VGA-compatible text mode

The implementation of computer monitor text mode on VGA-compatible hardware is quite complex. Its use on PC-compatible computers was widespread in 1980s–1990s (particularly under DOS systems), but persists today for some applications even on modern desktop computers. The main features of VGA text mode are colored (arbitrary 16 color palette) characters and their background, blinking, various shapes of the cursor (block/underline/hidden static/blinking), and loadable fonts (with various glyph sizes). The Linux console traditionally uses hardware VGA-compatible text modes, and the Win32 console environment has an ability to switch the screen to text mode for some text window sizes.

  Distinctive features of VGA text as it commonly used:

  Light gray background (normally not white).

Box drawing.

Various
back-/foreground
combinations.

CGA–EGA-style 16 color palette for foreground.
Blinking text.
  Cursor.
 
 

Data arrangement

Text buffer

Each screen character is actually represented by two bytes aligned as a 16-bit word accessible by the CPU in a single operation.
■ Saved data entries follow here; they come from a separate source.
PR #844, opened 2020-05-21
Frame optimizations

stebet:
## Proposed Changes

- Buffers outbound frames using a Channel, and create a background task that consumes from that channel and writes to the socket. This makes for more efficient buffering of outbound frames as well as removes that write-lock from the SocketFrameHandler since there is only ever one writer accessing the socket.
- As a result, we also get rid of a temporary list allocation when writing frame sets, and we can simplify the command->frame splitting code as well as simplify the socket writers.

## Types of Changes

## Checklist

### DIFF
--- a/projects/RabbitMQ.Client/client/impl/Command.cs
+++ b/projects/RabbitMQ.Client/client/impl/Command.cs
@@ -99,63 +99,19 @@ namespace RabbitMQ.Client.Impl
 
         internal void Transmit(int channelNumber, Connection connection)
         {
-            if (Method.HasContent)
-            {
-                TransmitAsFrameSet(channelNumber, connection);
-            }
-            else
-            {
-                TransmitAsSingleFrame(channelNumber, connection);
-            }
-        }
-
-        internal void TransmitAsSingleFrame(int channelNumber, Connection connection)
-        {
             connection.WriteFrame(new MethodOutboundFrame(channelNumber, Method));
-        }
-
-        internal void TransmitAsFrameSet(int channelNumber, Connection connection)
-        {
-            var frames = new List<OutboundFrame> { new MethodOutboundFrame(channelNumber, Method) };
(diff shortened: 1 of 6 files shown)


stebet:
Memory usage before:
Before

Memory usage after:
After

CPU usage before:
CPUBefore

CPU usage after:
CPUAfter

stebet:
One failed test... taking a look.

stebet:
Ahhh, the test is broken :) It's failing to copy the buffers of the received messages, and is therefore breaking our new rule in 6.0 to make sure to copy the contents of the message body in the event handlers.

michaelklishin:
@stebet please rebase this on top of `master`. Thank you.

stebet:
Arrghh.... think I royally messed up this rebase...

stebet:
Ok, think I managed to fix it :)

michaelklishin:
@stebet should I backport this?

stebet:
Should be safe. @bording ?

bording:
I think the rebase was still not right, because it looks like this is PR changed the site submodule, which I wouldn't expect this PR to touch.

> Should be safe. @bording ?

Yeah I think this would be okay to bring over to 6.1.0. There's no behavior or public API changes.

michaelklishin:
Backported to `6.x`.

stebet:
The submodule keeps giving me a headache, and sneaking in there. Is there a way to ignore it automatically?

bording:
@michaelklishin I think you'll need to fix the submodule on master and 6.x

michaelklishin:
I wouldn't do it even if there was. Don't worry about it, docs can always be regenerated and we are not
introducing any meaningful enough API changes most of the time. When we do for 7.0, doc updates
will have to be a part of the release, including rabbitmq-tutorials and website updates.
________________________________

PR #845, opened 2020-05-24
simplify WriteShortstr

bollhals:
## Proposed Changes

Simplifying write of string values. GetBytes returns the number of bytes written, so there is no need to precalculate the length.

## Types of Changes

## Checklist

## Further Comments

Question: There is a bug in the code (before this and also after this) that if you write a string resulting in more than 255 bytes, the length variable (byte) will be cut off and the resulting deserialized value will be different from the source. Shall I open an issue for this?

### DIFF
--- a/projects/RabbitMQ.Client/client/impl/WireFormatting.cs
+++ b/projects/RabbitMQ.Client/client/impl/WireFormatting.cs
@@ -293,11 +293,11 @@ namespace RabbitMQ.Client.Impl
             {
                 case string val:
                     memory.Span[0] = (byte)'S';
-                    if (MemoryMarshal.TryGetArray(memory.Slice(5, Encoding.UTF8.GetByteCount(val)), out ArraySegment<byte> segment))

The lower, or character, byte is the actual code point for the current character set, and the higher, or attribute, byte is a bit field used to select various video attributes such as color, blinking, character set, and so forth.[1] This byte-pair scheme is among the features that the VGA inherited from the EGA, CGA, and ultimately from the MDA.

Attribute Character
7 6 5 4 3 2 1 0 7 6 5 4 3 2 1 0
Blink[n 1] Background color Foreground color[n. 2][n. 3] Code point
  1. ^ Depending on the mode setup, attribute bit 7 may be either the blink bit or the fourth background color bit (which allows all 16 colors to be used as background colours).
  2. ^ Attribute bit 3 (foreground intensity) also selects between fonts A and B (see below). Therefore, if these fonts are not the same, this bit is simultaneously an additional code point bit.
  3. ^ Attribute bit 0 also enables underline, if certain other attribute bits are set to zero (see below).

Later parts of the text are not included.